When the object size is small but the retention period is high, it can be feasible to transmit data archive if the cost to transmit data is comparable to the cost saved.
We know that transmitting large objects is less costly than transmitting small objects. Therefore, when the retention time is small but the data size is large enough, we might be able to break even the transmission cost with the cost saved up due to the large object size. In that case, it is highly feasible to transmit objects to archival.
If both the size of the object and retention period are large, it is ideal to transmit the data to the Deep Archive.

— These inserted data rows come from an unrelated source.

PR #2050, opened 2020-09-18
Un-clog the predictive task queue

### LINKED ISSUE #2047: _preview_address_load() never completing
### What is wrong?

There's a leak in the number of active coroutines. After applying this patch to `async-service`: https://github.com/ethereum/async-service/pull/77 it raised:

```
  File "/home/jcarver/code/trinity/trinity/sync/full/chain.py", line 1109, in _preview_ready_blocks
    await self._block_importer.preview_transactions(
  File "/home/jcarver/code/trinity/trinity/sync/beam/chain.py", line 802, in preview_transactions
    self.manager.run_task(self._preview_address_load, header, parent_state_root, transactions)
  File "/home/jcarver/code/async-service/async_service/asyncio.py", line 337, in run_task
    self._common_run_task(task)
  File "/home/jcarver/code/async-service/async_service/base.py", line 289, in _common_run_task
    self._add_child_task(task.parent, task)
  File "/home/jcarver/code/async-service/async_service/base.py", line 304, in _add_child_task
    raise TooManyChildrenException(
async_service.exceptions.TooManyChildrenException: Tried to add more than 1000 child tasks. Most common tasks: [('_preview_address_load[daemon=False]', 1000), ('run[daemon=False]', 1)]
```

In general, it is always feasible to shift data to the Deep Archive from Standard storage if the data is large in size and is rarely accessed, such as the backup data.
Amazon S3 Intelligent-Tiering
S3 Intelligent-Tiering is designed to optimize storage costs by automatically moving objects between the three tiers: Frequently Accessed, Infrequent Access, and Archive Instant Access. These tiers have the same low latency and high-throughput performance as S3 Standard.
The S3 Intelligent-Tiering monitors access patterns and moves objects that haven't been accessed for up to 30 consecutive days to the Infrequent Access tier after 90 days to the Archive Instant Access tier. We can additionally set up the S3 intelligent tiering to move objects not accessed for more than 180 days to the Deep Archive Access.
In addition to this, we can optionally migrate data to S3 Glacier Flexible Retrieval and S3 Glacier Deep Archive. We can configure the S3 Intelligent Tiering to move data automatically to S3 Glacier Flexible Retrieval after 90–700+ days. Similarly, we can automate data migration to S3 Glacier Deep Archive after 180–700+ days.
The S3 Intelligent Tiering ensures data is migrated from one storage class to another without impacting performance, incurring additional retrieval charges, and causing operational overhead. Also, it automatically moves the objects to the Frequent Access tier if their access frequency increases. S3 intelligent tiering charges a small amount monthly for monitoring and automation.
Comparison of storage classes
The table below summarizes the important values to compare different stoarge options. Memorizing these numbers is not important from the exam’s perspective. However, understanding them can help in choosing the right option.
S3 Standard | S3 Intelligent-Tiering | Standrad - IA | One-Zone IA | Glacier Instant Retreival | Glacier Flexible Retreival | Glacier Deep Archive | |
Minimum storage duration charge | None | None | 30 days | 30 days | 90 days | 90 days | 180 days |
Minimum billable object size | None | None | 128 KB | 128 KB | 128 KB | 40 KB | 40 KB |
Retrieval fee | None | None | Per GB retrieved | Per GB retrieved | Per GB retrieved | Per GB retrieved | Per GB retrieved |
S3 Outposts
AWS Outposts is a fully managed service from Amazon Web Services (AWS) that extends AWS infrastructure, services, APIs, and tools to customer premises or co-location facilities. It allows customers to run AWS compute, storage, database, and other services locally, ensuring low-latency access to data and applications while meeting specific data residency, compliance, and latency requirements.
Some enterprises demand to keep their data local for multiple reasons, such as latency sensitivity, data residency regulations, and local data processing. AWS caters to these demands by bringing S3 to Outposts.
Amazon S3 allows us to deliver object storage on the on-premises Outpost environment. The Outpost provides only a single S3 storage class called OUTPOSTS, which redundantly stores data across multiple servers on the outposts. To keep the user experience consistent, S3 on Outposts offers the same API calls, automation, and security features as S3 on regions. It also comes in multiple sizes tailored to the most frequent use cases.
S3 on Outposts supports storing EBS and RDS backups on the Outposts. These features bring data closer to latency-sensitive, high-performance applications.